How resilient is the Serengeti wildebeest migration to increasing anthropogenic pressures?

 Herd of wildebeest in Serengeti
(Photo Credit: Thomas Morrison)

 

Keywords: Movement ecology, mathematical modelling, data science, Serengeti National Park, animal migration, conservation

Project Summary: Throughout the natural world, animal migrations are increasingly under threat due to habitat loss and changing environments. Often when a migration collapses it is rapid, irreversible, and difficult to predict. The aim of this project is to develop methods that will transform the way we study migratory populations and provide the vital scientific information required for their conservation. 

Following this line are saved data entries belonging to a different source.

PR #1505, opened 2026-08-21
Fixing a crash. Oooops.

LeandraH:
### Short Description

https://chat.tuerantuer.org/digitalfabrik/pl/corwu5qisjgi7ropmx111rjo4o

Fixing a bug that we really should have caught.

### Proposed Changes

- Add a question mark because the alternative words can be (and usually are) undefined.

### Side Effects

- Me feeling sheepish for not testing exercises when testing the PR.

### Testing

Open any training exercise, see that the app doesn't throw anymore.

### Resolved Issues

---

### DIFF
--- a/src/services/CmsApi.ts
+++ b/src/services/CmsApi.ts
@@ -159,7 +159,7 @@ const transformWordResponse = (response: WordResponse): StandardVocabularyItem =
     article: CMSArticleToArticle[article],
     images,
     audio,
-    alternatives: alternativeWords.map(({ alt_word: altWord, article: altArticle }) => ({
+    alternatives: alternativeWords?.map(({ alt_word: altWord, article: altArticle }) => ({
       word: altWord,
       article: CMSArticleToArticle[altArticle],
     })),


david-venhoff (approved):
Thanks for the quick fix!

> the alternative words can be (and usually are) undefined

Technically, I don't think they can be undefined. To me it looks like the problem is that the production server does not yet have the latest version which sends out the new fields.

So we can either be more defensive in the app or upgrade the production CMS.
If you decide for this pr, could you maybe update the `WordResponse` type to indicate that we expect `alternative_words` to be possible null?

Edit: Oh yeah, and the ai is correct that this needs a fallback value in case the alternativeWords are undefined

LeandraH:
> Technically, I don't think they can be undefined. To me it looks like the problem is that the production server does not yet have the latest version which sends out the new fields.

Hmmm, it's weird, the CMS changes for the alternative words went live a while ago, but they don't show up in https://lunes.tuerantuer.org/api/v2/words . I'll take a look at why that is. ~~But I would expect the empty alternative word to be undefined, shouldn't it? And most words don't have alternative words?~~ I see on the test environment that it's then an empty array.

I'll leave this PR open for now just in case that we somehow can't get the CMS release fixed. State of the CMS release: version 2026.8.0 was published to PyPi on Wednesday, and the Salt PR to use the new version was merged on Friday. I'm currently checking with Sven if the Highstate ran.

LeandraH:
Alright, the Highstate did run but before the PR was merged. Sven just ran another one, and the alternative words are now in the live CMS. Closing this PR, shouldn't be necessary anymore.

PR #1506, opened 2026-08-22
1433: Improve discoverability of the collection feature

### LINKED ISSUE #1433: Improve Discoverability and Clarity of the “Sammlung” Feature
### Describe the Problem

The app currently includes a feature called “Sammlung”, represented by a heart icon. Users can add their own vocabulary items there and view prioritized vocabulary. At the moment, the purpose and functionality of the feature do not seem sufficiently clear or easy to discover. In particular the name of the feature is not immediately understandable to users.

Improve the discoverability and clarity of the feature so users can easily understand:
- what the “Sammlung” feature is used for
- how to add their own vocabulary items
- where prioritized vocabulary can be found

- Rework the icon (e.g. replace the heart icon with a more suitable symbol, maybe a plus sign? )
- Rename “Collection” to a more descriptive term
- Add tooltip, onboarding hint, or explanatory text
- Improve visual distinction of saved/prioritized vocabulary

### Open Questions

- Should the heart icon be replaced completely?
- Is “Collection” the best naming for this feature?
- Do we have analytics or user feedback regarding current usage?

qaiser42:
### Short Description

Makes the "Sammlung" tab easier to understand: a consistent heart icon, an explanation of what own vocabulary is for, and empty states that tell users how to add words and favorites.

### Proposed Changes

- Favorite button uses a heart (outline/filled) instead of a star, matching the Sammlung tab icon; adds accessibility labels ("Zu Favoriten hinzufügen" / "Aus Favoriten entfernen")
- Collection overview ("Meine Vokabeln") gets a title and a short explanation; the two list items get descriptions
- Favorites empty state shows the heart icon and explains where to tap (Wortliste, Suche, Übungen) and that favorites also show up under "Vertiefen"
- Own-words list empty state hints at "Eigenes Wort erstellen"
- Release note added

Left open on purpose (product questions from the issue): renaming "Sammlung", onboarding/tooltips.

### Side Effects

- `StarCircleIconGrey` / `StarCircleIconGreyFilled` removed (only `FavoriteButton` used them)
- Every place that renders `FavoriteButton` (word lists, search, detail, exercises) now shows the heart

### Testing

- Sammlung tab → title + description, list item descriptions
- Sammlung → Vokabelliste (empty) → hint text below the empty state
- Sammlung → Favoriten (empty) → heart icon + explanation
- Suche → tap heart on a word → filled heart; word appears under Sammlung → Favoriten; tap again removes it
- TalkBack: heart button announces "Zu Favoriten hinzufügen" / "Aus Favoriten entfernen"

PR comes from a fork, so CI does not run here. Locally: `yarn lint`, `yarn ts:check`, `yarn prettier:check` and the affected jest suites pass.

### Screenshots

| Sammlung overview | Own words (empty) | Favorites (empty) |
|---|---|---|
|  |  |  |

| Search – not favorited | Search – favorited | Detail | Favorites with word |
|---|---|---|---|
|  |  |  |  |

### Resolved Issues

Fixes: #1433


src/components/FavoriteButton.tsx
```diff
@@ -40,12 +41,14 @@ const FavoriteButton = ({ vocabularyItem }: FavoriteButtonProps): ReactElement |
     }
   }
 
+  const { add, remove } = getLabels().favorites
+
   return (
-    <Button testID={isFavorite ? 'remove' : 'add'} onPress={onPress}>
+    <Button testID={isFavorite ? 'remove' : 'add'} onPress={onPress} accessibilityLabel={isFavorite ? remove : add}>
```
LeandraH, line 47: 😍

src/constants/labels.json
```diff
@@ -335,9 +337,13 @@
     "collection": "Sammlung",
     "create": "Eigenes Wort erstellen",
     "overview": {
+      "title": "Deine eigenen Wörter",
```
LeandraH: Hmm, the tab at the top says "Meine Vokabeln", I think we should stick with one wording

Image

LeandraH (commented):
Great idea but I think the issue was a bit more about making that entire tab clearer before opening it (as in, why should the user open it at all?).

I'm also not sure about having the heart icon in the navigation to lead to a screen where only half is the words marked with a heart. That means that the heart means first "Own words plus favorites", but then only the favorites.

I think it's a slightly more complicated issue and we should probably wait for Toni's input when she's back from vacation.

But I really like the descriptions for the empty cases, and the improved a11y. Maybe we strip the PR down to those two very clear improvements and wait for a design for the rest? What do you think?

qaiser42:
Good point, thanks! Stripped the PR down to the empty-state explanations and the a11y labels. Icon change and overview redesign reverted — happy to pick those up once Toni is back with a design. Also removed the „Deine eigenen Wörter“ title, so the wording inconsistency is gone.

LeandraH (approved):
Very cool, thanks!

PR #1507, opened 2026-08-22
1099: Persist only file names of user vocabulary images and audio

### LINKED ISSUE #1099: Uploaded photos in collections no longer visible in Lunes app
### Description:
Lunes is used in a job preparation class to document student internships. Each student has created their own collections and uploaded photos to them. Unfortunately, recently most of the uploaded photos have disappeared. The terms for each entry are still visible, but the corresponding images no longer appear. As an example, the teacher attached a photo of her own collection. Interestingly, one image was still visible, while the others are missing — just like in the students’ collections. (Message from Claudia Schmidt Berufliche Schule Stahl- und Maschinenbau (BS04))

### Expected behavior:
All previously uploaded photos should be visible in the collections as they were originally saved.

### Actual behavior:
Only the text/terms remain visible. Most of the images are no longer displayed.

### Attachments:
Photo of one affected collection is attached for reference.

### Additional Information

Image

qaiser42:
### Short Description

Images and audio recordings of user vocabulary items were stored with the absolute path of the document directory, which changes between app updates on iOS. Only file names are persisted now and resolved to absolute uris when loading the storage.

### Proposed Changes

- Add a `userVocabulary` storage serializer in `Storage.tsx` that strips paths to file names on persist and resolves them via `DocumentDirectoryPath` on load
- Add storage migration 6 → 7 converting existing absolute paths to file names
- Build new image/audio paths in `UserVocabularyProcessScreen` via the shared `getUserVocabularyFileUri` helper

### Side Effects

- In-memory `userVocabulary` items still hold absolute `file://` uris, so consumers (exercises, list, edit/delete) are unchanged

### Testing

- Create a user vocabulary item with images and audio, reinstall/update the app (iOS), images and audio should still be shown
- Edit and delete an existing item, files should be replaced/removed correctly

### Resolved Issues

Fixes: #1099

### DIFF
--- a/release-notes/unreleased/1099-user-vocabulary-files.yml
+++ b/release-notes/unreleased/1099-user-vocabulary-files.yml
@@ -1,0 +1,6 @@
+issue_key: 1099
+show_in_stores: true
+platforms:
+  - android
+  - ios
+de: Bilder und Audioaufnahmen eigener Vokabeln gehen nach einem App-Update nicht mehr verloren.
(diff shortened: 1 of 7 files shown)


LeandraH (approved):
Amazing, thank you for fixing that!

Testing was a bit tricky but I managed to reproduce the issue by installing the prod app, creating a custom word in there, and then installing the Testflight app without deleting the prod app first.

PR #1511, opened 2026-08-26
Fix the screenshot workflow

### LINKED ISSUE #1503: Screenshot workflow on iOS is failing
### Describe the Bug

The screenshot workflow on iOS is failing, e.g. [here](https://app.circleci.com/pipelines/gh/digitalfabrik/lunes-app/4767/details?utm_campaign=workflowcompleted_failed&utm_medium=notification&utm_content=workflowurl_workflow-email&utm_source=email&workflowId=1ac99e65-9257-45d6-82d1-a32217a5530b&job=5f099e1d-394a-4484-ae38-02a77710b012&buildNumber=14303&jobType=build#step-114-).

This is the error message:

```
Element not found: Text matching regex: Bilderrätsel.*

Element with Text matching regex: Bilderrätsel.* not found. Check the UI hierarchy in debug artifacts to verify if the element exists.

Possible causes:
- Element selector may be incorrect - check if there are similar elements with slightly different names/properties.
- Element may be temporarily unavailable due to loading state.
- This could be a real regression that needs to be addressed.
```

### Steps to Reproduce

I haven't yet tried to reproduce the behavior locally, but you can always try to run another `update_screenshots` workflow :D

### Expected Behavior

The workflow should finish successfully and open a PR with new screenshots.

david-venhoff:
### Short Description

Fixes the problem on ios and also a local issue I encountered on android

### Proposed Changes

- Add a scroll instruction to make sure that the training button is clickable (Before it was on screen, but hidden behind the navigation buttons, which caused the app to go to the wrong screen)
- Give the learning and exercise buttons test ids to make the workflow a bit more robust
- On android, the `hideKeyboard` also dismissed the popup, so I replaced it with a double click on the expected button (first click to dismiss the keyboard)

### Side Effects

- Should be none

### Testing

test the android and ios screenshots (I'll also let a CI workflow run)
The workflow was now successful (#1512)

### Resolved Issues

Fixes: #1503 

---

### DIFF
--- a/.maestro/screenshots.yaml
+++ b/.maestro/screenshots.yaml
@@ -33,9 +33,9 @@ name: Lunes store screenshots
     repeat: 6
 - tapOn: 'Development Code'
 - inputText: 'wirschaffendas'
-- hideKeyboard
 - tapOn:
     id: 'debug-seed-screenshot-data'
+    repeat: 2
 - tapOn: 'Schließen'
 
 # 01 — Home tab with seeded selected jobs.
@@ -51,8 +51,7 @@ name: Lunes store screenshots
 
 # Open the unit list (UnitSelection) for the first job.
 - tapOn:
-    text: 'Übung starten'
-    index: 0
+    id: 'start-learning-button'
 - extendedWaitUntil:
     notVisible:
       id: 'loading'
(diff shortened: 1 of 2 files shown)


LeandraH (approved):
Looks great, not tested 😅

The project will focus on the wildebeest migration in the Serengeti National Park, Tanzania, the world’s largest and most iconic terrestrial migration. The successful candidate will develop interdisciplinary skills between mathematics and ecology that will combine modern data collection methods (including GPS collars, accelerometers, and drones for video collection) with artificial intelligence techniques for automated analysis of video data, and machine learning tools for trajectory analysis. A core goal of the project is to link cutting-edge quantitative techniques with applied policy and conservation efforts so that informed management practices can be put in place before critical thresholds are reached.

Project TeamThe student will be based jointly in the School of Mathematics and Statistics (supervisor Dr. Colin Torney) and the Institute of Biodiversity, Animal Health & Comparative Medicine (supervisor Dr. Grant Hopcraft). The student will be expected to undertake fieldwork in the Serengeti National Park, where they will work closely with the Serengeti Biodiversity Program, a monitoring program that is led by Dr. Hopcraft. The project student will be further supported by an external supervisor, Dr. Jared Stabach of the Smithsonian Conservation Biology Institute, Front Royal, Virginia.